Maps are an essential part of most roleplaying games and how we use them. From the grandest setting to the tiniest dungeons, maps guides the game and show us where our heroes, and the villains, are. Maps can do more than show locations, a lot more that are not as obvious but can enhance your game.
One of the main characteristics of all fantasy worlds are the fact that it only exists in our imagination, and this makes how it is mapped even more important. We can only interact with it thought some form of, description, image, map, chart etc. Depending on our preference these various forms become the key campaign planning tool. For me as a highly visual person maps are my preferred method of discovering the world, and a text about Greyhawk without a map lacks that critical visual component. Maps are my canvas for the stories I want to weave.
To have a detailed visual view of the lands that a great map are a huge inspiration for me and since I couldn't find what I was looking for I decided to try and create it!

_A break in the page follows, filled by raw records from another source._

PR #604, opened 2018-10-04
Make parallel downloads flag global, used for fullfile downloads too.

ahkok:
Adjust getopts, since this is relatively new. -D stays the same
and now applies to fullfiles too.


evil-brain:
Seems to help when using fullfiles, and does what it says it does. Still testing a bit, but tomorrow this will get a +1 after conflicts are fixed.

otaviobp:
merged

PR #605, opened 2018-10-05
Avoid print time stats if the queue is empty.

### LINKED ISSUE #600: Swupd verify segfault with -t into blank directory
Swupd verify segfaults in this specific corner case:
* `/home/blovin/swupd_verify_testing/testing1` is an empty directory
* Found on swupd 3.17.15

```
sudo -E swupd verify -t --fix --picky --path=/home/blovin/swupd_verify_testing/testing1 --contenturl=https://cdn.download.clearlinux.org/update --versionurl=https://cdn.download.clearlinux.org/update --format=25 --statedir=/home/blovin/swupd_verify_testing/testing1/var/lib/swupd

Raw elapsed time stats:
Segmentation fault
```

This is a corner case, and probably related to the memory leaks from using -t #575 (though that's with bundle-add).

ericho:
If the -t parameter is set for a given empty directory, then
the time queue will be empty causing that the `TAILQ_FOREACH_REVERSE`
macro segfaults.

The proposed solution is to check if the head is NULL at the beginning
of the `print_time_stats` function.

Fixes #600

Signed-off-by: Erich Cordoba <erich.cm@yandex.com>

### DIFF
--- a/src/globals.c
+++ b/src/globals.c
@@ -131,7 +131,7 @@ void grabtime_stop(timelist *head)
 
 void print_time_stats(timelist *head)
 {
-	if (verbose_time == false) {
+	if (verbose_time == false || TAILQ_FIRST(head) == NULL) {
 		return;
 	}
 


otaviobp:
Nice fix :)
+1 for the commit, but it didn't close #600 yet. In verify_main If sys_version is incorrect the timelist won't be initialized before calling print_stats(), so we may still have invalid memory access.

PR #606, opened 2018-10-08
time: initialize time list before using it

### LINKED ISSUE #600: Swupd verify segfault with -t into blank directory

otaviobp:
Fixes #600

@ericho Can you take a look at this commit, as it's related to #605


ericho:
LGTM!

PR #611, opened 2018-10-09
Hashdump - minor fixes

otaviobp:


src/hashdump.c
```diff
@@ -102,36 +97,33 @@ int hashdump_main(int argc, char **argv)
...
 	} else {
-		printf("%s\n", file->hash);
-		if (file->is_dir) {
-			if (is_directory_mounted(fullname)) {
-				fprintf(stderr, "!! dumped hash might not match a manifest hash because a mount is active\n");
-			}
+		printf("%s\n", file.hash);
+		if (file.is_dir && is_directory_mounted(fullname)) {
+			fprintf(stderr, "!! dumped hash might not match a manifest"
+					"hash because a mount is active\n");
```
jwakre: I think this will print: "manifesthash" instead of "manifest hash"

otaviobp: thanks. fixed.

src/hashdump.c
```diff
@@ -83,35 +83,30 @@ int hashdump_main(int argc, char **argv)
...
-	ret = set_path_prefix(NULL);
-	if (!ret) {
-		free_string(&file->filename);
+	if (!set_path_prefix(NULL)) {
 		free(file);
-		return EXIT_FAILURE;
+		return EINIT_GLOBALS;
 	}
 
+	file.filename = strdup_or_die(argv[optind]);
```
jwakre: I think this line should be moved to the commit that changes file to static allocation.

otaviobp: fixed.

Now two decades later and thousands of mapping hours later I have learned to maps can be so much more than pretty pretty and accurate pictures. Change some of a maps features and it can play whole new and interesting roles in your games.
By changing the text and symbols to something weird and unintelligible, you can make the map become puzzle that needs to be translated, leading to more adventures to find out what it hides. False information leads astray making it a kind of trap.
Outdoor adventuring was barely covered at all in the early days of D&D, which seems a bit strange to me considering its roots in wargaming that usually simulated outdoors battles. It was not until AD&D1E Wilderness Survival Guide that comprehensive rules for adventuring outdoors was introduced to the game. Maps really suited to outdoor adventuring have not evolved to the same degree as dungeon maps. Mapping underground or indoor environments evolved quickly and became a standard in D&D early on, but outdoor maps not so much. Even today its hard to see a trend towards comprehensive detailed and easy to use map of outdoor areas from game publishers. Great maps can be found, but rarely at the same standard a dungeon maps, and they either cover large areas using simple (but great looking artistic) symbols or super detailed renditions of tiny areas.
It is time to try and bridge this gap y creating useable and somewhat standardized maps for overland adventuring and travel. For this I will look into the world of orienteering and military maps for inspiration and guidance. A fantasy version of these types of maps would be very useful for a lot of gamers in running their campaigns.
Combine a fantasy style orienteering map with a top down and perspective image of the area and you have a great aid for, travel, exploration and encounters in the outdoors. Making outdoors an equally interesting gaming environment.
Cartography that are either high in realistic detail, or done beautifully have an esthetic quality in itself and will cross over into the territory of illustration. This aspect are often used by publishers to promote products on covers and posters, and it works. Most of us gamers have a love for maps and like looking at them even when we are not directly trying to use them as maps.